■ Given information
PR #179, opened 2018-07-11
Fix an error in ROS Time article.

nuclearsandwich:
This looks like a simple word substitution error. Confirmed in offline discussion with @tfoote.


wjwwood (approved):
Looks like the right fix to me.

PR #180, opened 2018-07-13
Update the simtime parameter name: using_sim_time -> use_sim_time

dhood:
Was previously listed as `using_sim_time` which does not match `rclcpp` implementation or ros1.

This PR includes other improvements I noticed while reading, but 7609588 is the functional change.


mikaelarguedas (approved):
lgtm

tfoote (approved):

■ What is required
The listing above is to be written out again word for word.

■ Written answer
PR #179, opened 2018-07-11
Fix an error in ROS Time article.

nuclearsandwich:
This looks like a simple word substitution error. Confirmed in offline discussion with @tfoote.


wjwwood (approved):
Looks like the right fix to me.

PR #180, opened 2018-07-13
Update the simtime parameter name: using_sim_time -> use_sim_time

dhood:
Was previously listed as `using_sim_time` which does not match `rclcpp` implementation or ros1.

This PR includes other improvements I noticed while reading, but 7609588 is the functional change.


mikaelarguedas (approved):
lgtm

tfoote (approved):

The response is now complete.